MANTES-LA-JOLIE/PARIS - lundi 31 juillet 2006 à 20h21

Dominique de Villepin ne s'accorde "aucune pause" cet été



La présidentielle en ligne de mire, Dominique de Villepin veut "garder le rythme" pendant les vacances. Lors de sa dernière conférence de presse mensuelle avant la trêve estivale, le Premier ministre a prévenu lundi qu'il n'entendait s'accorder "aucune pause", alors que Jacques Chirac lui demandait de préparer cet été de nouvelles mesures pour l'emploi.

C'est au stade nautique de Mantes-la-Jolie (Yvelines), dans le quartier sensible du Val Fourré, que le chef du gouvernement, accompagné de ses ministres Jean-Louis Borloo (Emploi), Thierry Breton (Economie), Azouz Begag (Promotion de l'égalité des chances) et Catherine Vautrin (Cohésion sociale) avait décidé de délocaliser sa traditionnelle conférence de presse. Dominique de Villepin, qui a réalisé pas moins de six déplacements ces deux dernières semaines, entend visiblement privilégier la proximité avec les Français, alors qu'il est au plus bas dans les sondages.

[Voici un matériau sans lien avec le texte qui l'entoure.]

PR #3526, opened 2024-03-30
Transform and harvesting the eia860 Energy Storage table

### LINKED ISSUE #3506: Transform raw extracted EIA860 energy storage attributes into a clean `_core_eia860__energy_storage` asset for harvesting.

aesharpe:
# Overview

Closes #3506

* Adds a transformer for the EIA860 energy storage table
* Puts this table through the harvesting process

What did you change?

* Added a transformer for the storage table
* Added new fields for the storage table
* Added coding metadata for `core_eia__codes_storage_technology_types` and `core_eia__codes_storage_enclosure_types`
* Updated some column names to fix typos, better reflect column contents, naming protocols, and existing column names
* Add the `core_eia860__yearly_generators_energy_storage` to the list of finished EIA assets and resource metadata

Notes

* I noticed that some of the columns that get dropped from the specific generator tables have values that aren't in the general generators table. We should probably do a comparison before we drop them, but that is OOS.
* Looks like the boolean columns are coming out as 1/0 values in the `core` tables, need to figure out where to add the dtype fix to stop this.

# Testing

* Still need to run all the tests

```[tasklist]
# To-do list
```


src/pudl/metadata/fields.py
```diff
@@ -3060,6 +3070,11 @@
         "description": "Reactive Power Output (MVAr)",
         "unit": "MVAr",
     },
+    "reactive_power_rating": {
+        "type": "number",
+        "description": "The nameplate reactive power rating for the energy storage device.",
+        "unit": "MVAr",
+    },
```
aesharpe, line 3077: I think this is the same as the existing `reactive_power_output_mvar` column, but I'm not 100% sure.

cmgosnell (changes requested):
It looks like you missed one code step, which is to define those tables as db tables. there are many examples of that in `metadata.resources.eia`. This could be the cause of your pydantic error.

You also need to add the _core table in the tables to be harvested (see comment in `transform.eia`

>     I noticed that some of the columns that get dropped from the specific generator tables have values that aren't in the general generators table. We should probably do a comparison before we drop them, but that is OOS.

I'm not sure what you mean here. This maybe could be related to the previous harvest comment.

>     Looks like the boolean columns are coming out as 1/0 values in the core tables, need to figure out where to add the dtype fix to stop this.

Are you seeing this in the `_core` table or in the `core` table? the `core` table is definitely getting dtyped with the dypes defined in the schema.

(i haven't tried to build these assets yet)

src/pudl/transform/eia860.py
```diff
@@ -356,6 +356,70 @@ def _core_eia860__generators(
...
+        "served_co_located_renewable_firming",
+        "served_frequency_regulation_applications",
+        "served_load_following_applications",
+        "served_load_management_applications",
+        "served_ramping_spinning_reserve_applications",
+        "served_system_peak_shaving_applications",
+        "served_transmission_and_distribution_deferral_applications",
+        "served_voltage_or_reactive_power_support_applications",
+        "stored_excess_wind_and_solar_generation",
+    ]
```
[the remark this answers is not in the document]
aesharpe: I was torn about this because I sort of thought the opposite - that if a column name changed it would be easier to flag if the column name was fully written out (i.e. searchable in the code base) as opposed to found via `filter` and prefix codes. But I don't feel super strongly here. Better to be consistent.

src/pudl/transform/eia.py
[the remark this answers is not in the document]
aesharpe: good catch!

src/pudl/transform/eia860.py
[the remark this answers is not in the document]
aesharpe: It's definitely prettier not to have them written out

aesharpe:
> Are you seeing this in the `_core` table or in the `core` table? the `core` table is definitely getting dtyped with the dypes defined in the schema.

Yeah, both tables just have 0 or 1 values instead of True/False

src/pudl/metadata/fields.py
```diff
@@ -3329,6 +3339,46 @@
...
+        "type": "boolean",
+        "description": "Whether the energy storage device served arbitrage applications during the reporting year",
+    },
+    "served_backup_power_applications": {
+        "type": "boolean",
+        "description": "Whether the energy storage device served backup power applications during the reporting year.",
+    },
+    "served_co_located_renewable_firming": {
+        "type": "boolean",
+        "description": "Whether the energy storage device served renewable firming applications during the reporting year.",
```
zaneselvans, line 3352: Why does this boolean column not end in `_applications` while all the others do?

If they *all* end in `_applications` then is that suffix adding useful information to the column name, or could we drop it and have shorter names?

src/pudl/metadata/resources/eia860.py
```diff
@@ -802,6 +802,47 @@
         "sources": ["eia860"],
         "etl_group": "eia860",
     },
+    "core_eia860__yearly_generators_energy_storage": {
```
zaneselvans, line 805: This is another table that seems like it might currently be a mix of slowly changing dimensions and yearly data. Do the boolean values really change every year in general? Or are they stable descriptors of what role the battery plays longer term?

src/pudl/transform/eia860.py
```diff
@@ -356,6 +356,57 @@ def _core_eia860__generators(
...
+    * A lot of the values that are repeated in the generators table are dropped post
+    harvesting. It would be nice to compare the values before dropping them to make sure
+    these specific generator tables don't contain information that the big generator
+    tables does not.
+    """
+    storage_ex = raw_eia860__generator_energy_storage_existing
+    storage_re = raw_eia860__generator_energy_storage_retired
+
+    # every boolean column in the raw storage tables has a served_ or stored_ prefix
+    boolean_columns_to_fix = list(storage_ex.filter(regex="served_|stored_"))
```
zaneselvans, line 376: To ensure that it only matches at the beginning of the column name

```suggestion
    boolean_columns_to_fix = list(storage_ex.filter(regex="^(served_|stored_)"))
```

aesharpe: oh great fix

src/pudl/metadata/resources/eia860.py
aesharpe: I just did a little review and it looks like the boolean values are very stable SCD values. Should I turn this into two tables? an SCD and a yearly table?

aesharpe: It looks like the other non-boolean columns are also mostly stable, but not as stable as the booleans. What is the threshold for SCD?

src/pudl/metadata/fields.py
aesharpe: hmm I think this one might have slipped through the cracks. The reason I added `application` as a suffix was mostly for readability / comprehension. The columns are kind of weird and I figured it makes more sense to have _verb, adjective, noun_ than just _verb, adjective_. The verb `served` isn't ideal for clarity, but I can't really think of a better one here.

src/pudl/metadata/resources/eia860.py
cmgosnell: we don't have a set threshold but if most of the columns are mostly stable i'd say go for it on the scd name

aesharpe:
> Yeah, both tables just have 0 or 1 values instead of True/False

Realized that this is because I was viewing them in SQL where the dtypes were dropped

src/pudl/transform/eia860.py
```diff
@@ -410,6 +410,52 @@ def _core_eia860__generators_solar(
...
+    raw_eia860__generator_energy_storage_existing: pd.DataFrame,
+    raw_eia860__generator_energy_storage_retired: pd.DataFrame,
+) -> pd.DataFrame:
+    """Transform the energy storage specific generators table.
+
+    Notes for possible future cleaning:
+    * A lot of the values that are repeated in the generators table are dropped post
+    harvesting. It would be nice to compare the values before dropping them to make sure
+    these specific generator tables don't contain information that the big generator
+    tables does not.
```
cmgosnell, line 424: the harvested columns are integrated into the generators/plants table which is subtly different than being dropped. They don't end up in the storage table, but that is because they are slurped up and associated with that generator. If there was substantial difference between in the values in this table and the other tables, there would be a failure in the harvesting step.

cmgosnell (approved):
I second zane's suggestion to remove the `_application` suffix but that is not blocking for me. also one docs comment that is also not blocking.

zaneselvans:
Yeah, SQLite stores booleans as integers. It's generally kinda lazy about dtypes.

If you want to see rich dtypes, you can always read from the parquet files, which is what you'll get if you use  something like 

```py
raw_weather = defs.load_asset_value(AssetKey("raw_gridpathratoolkit__daily_weather"))
```

aesharpe:
> I second zane's suggestion to remove the `_application` suffix but that is not blocking for me. also one docs comment that is also not blocking.

Happy to change if it's 2:1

S'il n'a pas annoncé lundi de mesures nouvelles, il a martelé sa volonté de continuité dans l'action gouvernementale, prenant ainsi l'exact contre-pied de la "rupture" prônée par son ministre de l'Intérieur Nicolas Sarkozy. "Seul un travail de tous les jours nous permettra de trouver les solutions et d'apporter des résultats".

"Il est indispensable de garder le rythme de notre action au cours des mois à venir", a-t-il déclaré. Car "l'enjeu, c'est que la société française puisse aborder sereinement les échéances politiques de 2007" et "que nous ayons commencé à apporter des réponses suffisamment convaincantes aux Français pour éviter tout risque de surenchère ou d'extrémisme". Dès lors, "le gouvernement poursuivra avec détermination son action tout au long des prochains mois pour que la situation s'améliore partout".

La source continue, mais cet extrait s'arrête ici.